Oil and Gas Well Projects

My main expertise is in the development of numerical models and implementation of engineering software for well cementing – the process in the construction of a wellbore whereby cement is placed between the casing and the formation. The primary objective of well cementing is to achieve zonal isolation so that the fluids from one formation zone (such as oil or gas) do not migrate to another zone or the surface. Failure to achieve it may lead to many serious problems: gas or oil can flow to the surface causing a blowout, with consequent environmental damage and a possible loss of life. Reservoir fluids may migrate into a subsurface aquifer causing contamination of drinking water, or affecting near-wellbore ecology. Finally, reservoir pressure can be significantly decreased resulting in the loss of productivity.

Whilst the majority of our projects dealt with the primary cementing, they have significant application and commonality with remedial cementing, fracturing and drilling. The fluids and equipment used, well description and risk factors are in many instances common with models that can be readily shared or adopted for these other uses.

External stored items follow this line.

PR #4178, opened 2025-03-07
Improve definition of `@apply_regionally`

giordano:
By interpolating the function names we can call this macro also from other modules.

PR #4270, opened 2025-03-25
[Reactant] Materialize traced array

wsmoses:
This reduces the size of constants that get baked in, potentially improving compile/runtime.

The only users of the abstractarray interface here are reactant


src/Grids/inactive_node.jl
```diff
@@ -2,22 +2,24 @@
...
         if array
-            return :(($side .< 1) .| ($side .> grid.$dim))
+            return :((ReactantCore.materialize_traced_array($side) .< 1) .| (ReactantCore.materialize_traced_array($side) .> grid.$dim))
         else
             return :(($side < 1) | ($side > grid.$dim))
         end
     elseif Topo == :LeftConnected
         if array
-            return :(($side .> grid.$dim))
+            return :((ReactantCore.materialize_traced_array($side) .> grid.$dim))
```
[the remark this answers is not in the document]
glwagner: yes its necessary

src/Grids/inactive_node.jl
```diff
@@ -2,22 +2,24 @@
...
         else
             return :(($side > grid.$dim))
         end
     else # RightConnected
         if array
-            return :(($side .< 1))
+            return :((ReactantCore.materialize_traced_array($side) .< 1))
```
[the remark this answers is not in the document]
glwagner: this only happens during compilation so your points aren't really relevant

glwagner (approved):

src/Grids/inactive_node.jl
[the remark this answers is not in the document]
glwagner: @gemini-code-assist don't you have a counterargument

glwagner:
@wsmoses ready to merge this and lump into 0.96.3, or do you want to wait?

glwagner:
Distributed Tripolar Grid failure is expected

src/Grids/inactive_node.jl
```diff
@@ -2,22 +2,24 @@
 const c = Center()
 const f = Face()
 
+using ReactantCore
+
 function build_condition(Topo, side, dim, array::Bool) 
     if Topo == :Bounded 
         if array
-            return :(($side .< 1) .| ($side .> grid.$dim))
+            return :((ReactantCore.materialize_traced_array($side) .< 1) .| (ReactantCore.materialize_traced_array($side) .> grid.$dim))
```
giordano, line 10:
```suggestion
            return :(($(ReactantCore).materialize_traced_array($side) .< 1) .| ($(ReactantCore).materialize_traced_array($side) .> grid.$dim))
```

src/Grids/inactive_node.jl
giordano, line 16:
```suggestion
            return :(($(ReactantCore).materialize_traced_array($side) .> grid.$dim))
```

src/Grids/inactive_node.jl
giordano, line 22:
```suggestion
            return :(($(ReactantCore).materialize_traced_array($side) .< 1))
```

giordano (commented):
Similar to #4178, interpolating the module lets you expand the macro also without having `ReactantCore` in scope, which is useful for debugging.

Project.toml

  • Placement Job Design. An important part of the job design for primary and remedial cementing is computing fluid volumes for fluids to be pumped during the job. Fluid compressibility, effect of temperature and valve placement are considered when computing these volumes. For plug cementing jobs where the casing is withdrawn from the well after the cement is placed, a hydrostatic balancing calculation is required to ensure level fluid interfaces at the end of the pull out to avoid contamination of cement with other fluids. 
  • Dynamic Hydraulic Simulation. Simulation of displacement flow of multiple compressible fluids in the well as part of the cementing process. Given the pumping schedule of fluids with volumes and flow rates defined, compute the flow rates and pressures throughout the well to the end of the job. The primary goal of the calculations is to establish dynamic well security – that is the pressure in the well is above the formation pore pressure and below the fracture pressure. Additionally, risk factors such as casing burst/collapse, volume of losses to formation and well security in cases of loss of well control are computed. The fluid positions at the end of placement can be also compared with the design goals. 
  • Foam Placements. In some cases, a gas (typically nitrogen) is injected into the cement slurry as it is being pumped into the well primarily to reduce the effective density of the cement and thus to reduce pressure in the well during cement placement. As the volumetric ratios of gas to liquid as high as 250 at atmospheric conditions such foams are highly energetic - they expand in volume by many times with pressure variations. This in turn can lead to drastic variations in flow velocities making fluid positions hard to predict and even compromising well security if the placement is not controlled. We have experience of implementing static and dynamic simulations of foam job design and placement to assess well security, ensure final interface positions and calculate maximum foam quality (ratio of gas to foam) not to exceed a maximum beyond which the foam. 
  • Temperature Simulation. Temperature in the well can vary by several hundred degrees between the surface and bottomhole conditions. This can significantly affect the density and rheology of the drilling and cementing fluids. Because of this, simulation of temperature both inside the fluids during their placement and in the formation is crucial to the accurate fluid placement simulations. We have experience of modelling and implementation of such temperature simulations, coupling the results to other temperature-dependent static and dynamic fluid simulators. 
  • Fluid Interface Stability. As the sequence of fluids are pumped into the well and travel down the pipe or through the annular gap, the interface between each pair of fluids shifts. Dispersion, mixing and diffusion effects and lead to significant zones of mixed fluids or fluid channels at the end of placement. After hydration, these areas can remain permeable to the gas migration and can pose a significant risk if not quantified. We have experience of modelling displacement flow of non-Newtonian fluids in pipe and annulus to simulate the interface evolution – and to ascertain the effect of centralizers and mechanical separators on improving quality of placement. 
  • Non-Newtonian Fluids. Many fluids used in cementing, drilling and production are non-Newtonian – that is they exhibit a non-constant viscosity and a non-zero shear stress at low shear rates. Typically, these are characterized with a Herschel-Bulkley rheology model which can in turn vary significantly with pressure and temperature. We have experience in implementing a variety of pressure and temperature variable rheological models based on experimental readings or fluid composition and using these models in dynamic fluid simulations. 
  • Cement Sheath Stress Analysis. After placement and setting of the cement, the well can be subjected to temperature and pressure variations – for example during its production life, further cementing operations or well stimulation. These variations can place significant mechanical stresses on the cement sheath and can potentially lead to material failure – through traction, compression or a formation of a gap. This in turn leads to loss of zonal isolation. We have experience of modelling and implementing simulations computing material stresses in multi-casing cement wells due to pressure and temperature variations to assess the risk of mechanical failure or gap formation.